B · Safa Health / Together

Chronic-disease care, ES/EN/AR, handles patient health info (PHI).

Layer	Pick	Why
TTS	Azure Neural	140+ languages incl. Arabic, enterprise HIPAA. Deepgram TTS is English-only; ElevenLabs cloning is not BAA-covered
STT	Deepgram Nova-3 Multilingual	High accuracy on noisy audio, auto language detect, BAA available for PHI
Orchestration	Chained pipeline (Pipecat / LiveKit) to a HIPAA-eligible LLM (Azure OpenAI)	OpenAI Realtime audio is NOT HIPAA-eligible as of May 2026
Biggest risk	Loss of real-time speed. Compliance forces a chained pipeline, so expect 1.2-1.8s end-to-end and less natural prosody.

C · Aquiii support agents

Inbound/outbound phone, real-time, cost-sensitive at scale.

Layer	Pick	Why
TTS	Cartesia Sonic 3	Latency leader (40ms TTFA), $50 / 1M char
STT	Deepgram Nova-3	Sub-300ms, $0.0048 / min
Orchestration	Retell AI	Built for telephony: SIP, inbound routing, warm human handoff
Biggest risk	PSTN audio degradation. 8kHz G.711 phone audio hurts both STT accuracy and TTS naturalness vs web audio.

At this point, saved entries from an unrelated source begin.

PR #61, opened 2021-12-29
set instance metadata HttpPutResponseHopLimit to 2

tareqhs:

Set instance metadata http response hop limit to 2. This allows using EC2 IAM Roles from inside pods running on aws instances.

More info here: https://github.com/gardener/gardener-extension-provider-aws/issues/468
This is approach is taken by AWS's own EKS.
https://aws.amazon.com/about-aws/whats-new/2020/08/amazon-eks-supports-ec2-instance-metadata-service-v2/
> Now, newly launched and any updated EKS managed node groups will be configured with a metadata token response hop limit set to 2.

**Release note**:
```feature user
Instance metadata http PUT response hop limit is set to 2. Allows using EC2 IAM roles.
```

### DIFF
--- a/pkg/aws/core.go
+++ b/pkg/aws/core.go
@@ -45,6 +45,9 @@ const (
 	// awsEBSDriverName is the name of the CSI driver for EBS
 	awsEBSDriverName = "ebs.csi.aws.com"
 	awsPlacement     = "machine.sapcloud.io/awsPlacement"
+	// InstanceMetadataResponseHopLimit HTTP PUT response hop limit for instance metadata requests
+	// the default is 1 which makes it inaccessible from inside containers
+	InstanceMetadataResponseHopLimit = 2
 )
 
 // NewAWSDriver returns an empty AWSDriver object
@@ -154,6 +157,9 @@ func (d *Driver) CreateMachine(ctx context.Context, req *driver.CreateMachineReq
 		IamInstanceProfile:  iam,
 		NetworkInterfaces:   networkInterfaceSpecs,
 		TagSpecifications:   []*ec2.TagSpecification{tagInstance, tagVolume},
+		MetadataOptions: &ec2.InstanceMetadataOptionsRequest{
+			HttpPutResponseHopLimit: aws.Int64(InstanceMetadataResponseHopLimit),
+		},
 	}
 
 	// Set the AWS Capacity Reservation target. Using an 'open' preference means that if the reservation is not found, then


himanshu-kun (commented):
lgtm

Would like to hold its merge until an approval is given for the soln. mentioned in [this](https://github.com/gardener/gardener-extension-provider-aws/issues/468) issue.

himanshu-kun:
need/second-opinion @AxiomSamarth

AxiomSamarth:
Hey @tareqhs,

Thanks for the contribution. I have a few doubts or concerns & I would appreciate if you could help me understand more.

1. By changing the `CreateMachine` driver method here, the IMDSv2 will be adopted/offered to all the customers using Gardener. We would like to know if this configuration is something only needed by your team at the moment. Because, if I understand it correctly from the docs, then adopting IMDSv2 may also require some efforts to transition from IMDSv1 to IMDSv2 (let's say, if customers have some other set of automation suite running against their Shoot. My reference doc [here](https://docs.aws.amazon.com/AWSEC2/latest/UserGuide/configuring-instance-metadata-service.html#instance-metadata-transition-to-version-2)). The doc also said, `When you specify that IMDSv2 must be used, IMDSv1 no longer works`. 

2. Changing the meta configuration in `CreateMachine` driver method will only result in new instances to be configured with IMDSv2 and the old instances of the Shoot would continue to exist with IMDSv1. We would like to understand if such a `nodeGroup` setup be okay? Or is there a need to migrate even other instances in the `nodeGroup` to IMDSv2. 

I would also like to /invite @dkistner @kon-angelo here to this thread to seek an opinion if Extension AWS would be the right place to introduce this field so that it is handled in as an optionally configurable attribute.

tareqhs:
hi @AxiomSamarth 
1. Setting option `HttpToken` controls whether IMDSv2 is forced (tokens required) or both versions work. My proposal does not modify this option. I have already tested the endpoints in existing gardener machines without sending tokens and they work fine.
1. I think we should modify existing instances too. This can be done in-place without require replacing the instances via the `ModifyInstanceMetadataOptions` API.

It seems nice to allow forcing IMDSv2 via customizing options, talking about my other proposal in the original issue.

AxiomSamarth:
Hi @tareqhs,

>My proposal does not modify this option.

Okay, my bad. So, here the IMDS version is untouched, of course. Only the PUT response hop limit is updated to 2 which default today is 1.

tareqhs:
@AxiomSamarth correct.

AxiomSamarth:
@tareqhs We had an internal discussion about this issue/PR. We request you to drive this issue via the extension provider and adapt the changes in the `CreateMachine` method referring the hop limit from the MachineClass instead of hardcoding it. 

Please let us know if you need any further assistance during the implementation.

himanshu-kun:
/close
closing the PR as the corresponding change needs to be made on extension provider https://github.com/gardener/gardener-extension-provider-aws

PR #68, opened 2022-03-07
SrcDestCheck changes done after confirming consistency

himanshu-kun:
Fix : earlier srcDestCheck related changes on instance were made right after instance creation.
Fixes #

Its a bug fix and will be hotfixed
**Release note**:

```bugfix user
srcDestCheck enable/disable for a instance is done after confirming API consistency
```


unmarshall (commented):
/lgtm - ideally there should have been a way for disabling NAT source/dest check while creating an instance and then it should have been handled by AWS instead of asking the consumer to first create an instance, wait for an instance to be up and running and then set this to false.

03 Cost arc · start, scale, own

START ElevenLabs Starter ~$6/mo, or Agents at ~$0.08/min. Validate product-market fit with zero infra risk.
SCALE ~$8k/mo at 100k agent-minutes. Costs climb fastest on premium multilingual models (5-10k char/request caps multiply API overhead) and regenerations from long-form quality drift.
OWN at sustained >10M char/mo, self-host Kokoro 82M on one A100 (~$749/mo, ~3.6B char/mo, 50+ concurrent streams). The real cost of owning is people: a minimal ML team is ~$270k-550k/yr plus ~$40-100k/yr maintenance. Do not self-host to "save money" until volume justifies the team.

04 HIPAA reality

The load-bearing constraint for Safa Health.

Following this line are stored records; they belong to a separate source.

PR #89, opened 2022-06-16
Removing IOPS validation

rishabh-11:
This PR will allow setting IOPS for any volume type 
Fixes #

Testing on the dev landscape is completed
**Release note**:

```enhancement user
Users can now set IOPS for a GP3 volume type. There is no change for IO1. Validation of IOPS (i.e. whether it is allowed and is in the specified range for a volume type) is done on the AWS side, so feedback will arrive once the volume starts getting created.
```

### DIFF
--- a/pkg/aws/apis/aws_provider_spec.go
+++ b/pkg/aws/apis/aws_provider_spec.go
@@ -160,7 +160,7 @@ type AWSEbsBlockDeviceSpec struct {
 	// and bursting, see Amazon EBS Volume Types (http://docs.aws.amazon.com/AWSEC2/latest/UserGuide/EBSVolumeTypes.html)
 	// in the Amazon Elastic Compute Cloud User Guide.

ElevenLabs CAN process PHI, conditionally

Only with ALL of: Enterprise tier + signed BAA + Zero Retention Mode ON + LLM restricted to an approved allowlist (Gemini/Claude) or your own API keys.

Two landmines

Zero Retention Mode disables inbound WhatsApp and request-stitching/history. You cannot have both HIPAA-mode and WhatsApp on the same agent.

Voice cloning is not confirmed BAA-covered and is listed as not zero-retention-eligible. Treat a cloned voice + PHI as non-compliant until legal confirms.

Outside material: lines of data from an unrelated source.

Issue #6, opened 2022-11-21
Proof of concept for stateless presentation-driven tree data provider


grigasp:

grigasp:
The load test results have multiple metrics, most important of which, I believe are: `itwin.nodes_request.response_time` and `vusers.session_length`. The stateless implementation makes two type of requests when creating nodes: "query rows" and "schema json", so it's also interesting to see how long they take (represented by `itwin.query_rows.response_time` and `itwin.schema_json.response_time` metrics).

Nodes response time (`itwin.nodes_request.response_time`) shows how long a user has to wait to get the child nodes for a parent. In case of the stateless implementation this is different from just making a request, because creating nodes may involve making more than 1 request and additional post-processing (sorting, grouping, etc.). In case of the the native implementation, everything's done on the backend, so the timings for making the request nearly match the timings of creating the nodes.

Virtual user session length (`vusers.session_length`) shows how long it takes a user to load all the hierarchy.

Ideally, we want those metrics to be affected by adding additional virtual users as little as possible.

grigasp:
## Best case scenario

In this situation there's one backend process (with default config) handling all requests of a single user. This should provide a good sense of the best possible performance we can expect from each implementation.

| Metric                             | Stateless                            | Native (cold cache)               | Native (warm cache)                  |
| ---------------------------------- | ------------------------------------ | --------------------------------- | ------------------------------------ |
| itwin.nodes_request.response_time: |                                      |                                   |                                      |
| ...min                             | 0                                    | 50                                | 23                                   |
| ...max                             | 802                                  | 10809                             | 4609                                 |
| ...median                          | 1                                    | 7709.8                            | 2671                                 |
| ...p95                             | 713.5                                | 10201.2                           | 4583.6                               |
| ...p99                             | 788.5                                | 10617.5                           | 4583.6                               |
| http.requests                      | 911                                  | 2018                              | 2018                                 |
| vusers.session_length:             |                                      |                                   |                                      |
| ...min                             | 1900.6                               | 47225.8                           | 16710.9                              |
| ...max                             | 1900.6                               | 47225.8                           | 16710.9                              |
| ...median                          | 1901.1                               | 47586.7                           | 16819.2                              |
| ...p95                             | 1901.1                               | 47586.7                           | 16819.2                              |
| ...p99                             | 1901.1                               | 47586.7                           | 16819.2                              |
| stats:                             |                                      |                                   |                                      |
[...]

PR #172, opened 2023-07-12
Stateless hierarchy builder

grigasp:
Closes https://github.com/iTwin/presentation/issues/6.

The PR contains:
- The proof of concept for a stateless Models Tree hierarchy builder.
- Substantial load tests' rewrite for testing native and stateless implementations.
- Some dependency updates


packages/hierarchy-builder/src/hierarchy-builder/TreeNodesProvider.ts
```diff
@@ -0,0 +1,515 @@
...
+
+    const directChildren = this.ensureDirectChildren(node);
+    return directChildren
+      .pipe(
+        tap((n) => enableLogging && console.log(`HasNodes: partial node before HideIfNoChildrenReducer: ${JSON.stringify(n)}`)),
+        createHideIfNoChildrenReducer((n) => this.hasNodes(n), true),
+        tap((n) => enableLogging && console.log(`HasNodes: partial node before HideNodesInHierarchyReducer: ${JSON.stringify(n)}`)),
+        createHideNodesInHierarchyReducer(this, this._directNodesCache, true),
+      )
+      .pipe(
```
saskliutas, line 202: Why separate `pipe` calls?

packages/hierarchy-builder/src/hierarchy-builder/TreeNodesProvider.ts
```diff
@@ -0,0 +1,515 @@
...
+          },
+          complete() {
+            resolve(nodes);
+          },
+        });
+    });
+  }
+
+  public hasNodes(node: TreeNode): Observable<boolean> {
+    const enableLogging = false;
```
saskliutas, line 189: I see `enableLogging` in majority of functions in this file. Does it usually worth logging just in subset of them? If not then maybe there could be single variable at file level?

packages/hierarchy-builder/src/hierarchy-builder/TreeNodesProvider.ts
```diff
@@ -0,0 +1,515 @@
...
+            }),
+          ),
+        ),
+      ),
+    ).pipe(tap((node) => enableLogging && console.log(`DetermineChildrenReducer partial: ${node.label}: ${node.children}`)));
+  };
+}
+
+function createHideNodesInHierarchyReducer(
+  provider: TreeNodesProvider,
```
saskliutas, line 257: Maybe this function could take a callback instead of `provider`? Same as `createHideIfNoChildrenReducer`.

packages/hierarchy-builder/src/hierarchy-builder/TreeNodesProvider.ts
```diff
@@ -0,0 +1,515 @@
...
+          // eslint-disable-next-line no-console
+          console.log(`node ${parentNode.label} not extensible for setting children`);
+        }
+      }),
+    );
+    return nodes;
+  };
+}
+
+function createDetermineChildrenReducer(provider: TreeNodesProvider) {
```
saskliutas, line 236: Maybe this function could take a callback instead of `provider`? Same as `createHideIfNoChildrenReducer`

packages/hierarchy-builder/src/hierarchy-builder/TreeNodesProvider.ts
```diff
@@ -0,0 +1,515 @@
...
+      (queryObservable) =>
+        this._scheduler.scheduleSubscription(
+          queryObservable.pipe(
+            tap(() => enableLogging && console.log(`[loadDirectNodes] Do query for ${parentNode ? JSON.stringify(parentNode) : "<root>"}`)),
+            mergeMap((query) => from(this._queryReader.read(this._queryExecutor, { ...query, ecsql: applyLimit(query.ecsql, query.ctes) }))),
+          ),
+        ),
+      mergeAll(),
+      map(convertECInstanceIdSuffixToBase36),
+      shareReplay({ refCount: false }),
```
saskliutas, line 131: Looks like `refCount: false` is default value https://rxjs.dev/api/index/function/shareReplay#reference-counting. Maybe this can be removed

saskliutas (approved):
Did you start with `rxjs` v6 or used v7 from beginning? Do you know if there are any significant benefits in v7 and we should  bump version in `@itwin/components-react` too?

packages/hierarchy-builder/src/hierarchy-builder/TreeNodesProvider.ts
grigasp: Having it at file level makes it very hard to debug one specific reducer due to all the noise coming from other reducers.

packages/hierarchy-builder/src/hierarchy-builder/TreeNodesProvider.ts
grigasp: Cleaned up

packages/hierarchy-builder/src/hierarchy-builder/TreeNodesProvider.ts
grigasp: Good point, changed.

packages/hierarchy-builder/src/hierarchy-builder/TreeNodesProvider.ts
grigasp: Good point, changed.

grigasp:
> Did you start with rxjs v6 or used v7 from beginning? Do you know if there are any significant benefits in v7 and we should bump version in @itwin/components-react too?

I don't think there was a specific reason I chose 7 over 6 besides it being the latest version. [Some online material](https://medium.com/volosoft/whats-new-in-rxjs-7-a11cc564c6c0) suggests there're significant performance and memory footprint improvements - not sure that warrants an upgrade in `@itwin/components-react`.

OpenAI Realtime: audio modality is NOT HIPAA-eligible. Any OpenAI-based health voice must chain HIPAA-safe STT + TTS around a text LLM.

Implication: keep RiiiRiii (cloning + WhatsApp) and Safa Health (HIPAA) on separate stacks. Do not force one vendor config to serve both.

05 Recommended next actions

Pilot RiiiRiii on ElevenLabs: clone the mascot voice (PVC), build a WhatsApp ordering agent on Flash v2.5, reserve v3 for scripted content.
Spike the Safa Health pipeline on Azure + Deepgram with a redacted-text LLM hop; open the BAA conversation with both vendors early (Enterprise-gated).
Benchmark a telephony POC (Cartesia + Deepgram + Retell) against ElevenLabs Agents on a real Aquiii support flow; decide on measured latency and cost, not the spec sheet.
Instrument volume per workload so the 10M char/mo self-hosting trigger is data-driven.
Revisit in ~2 quarters: Inworld and Gemini TTS are closing fast on quality and could change the default.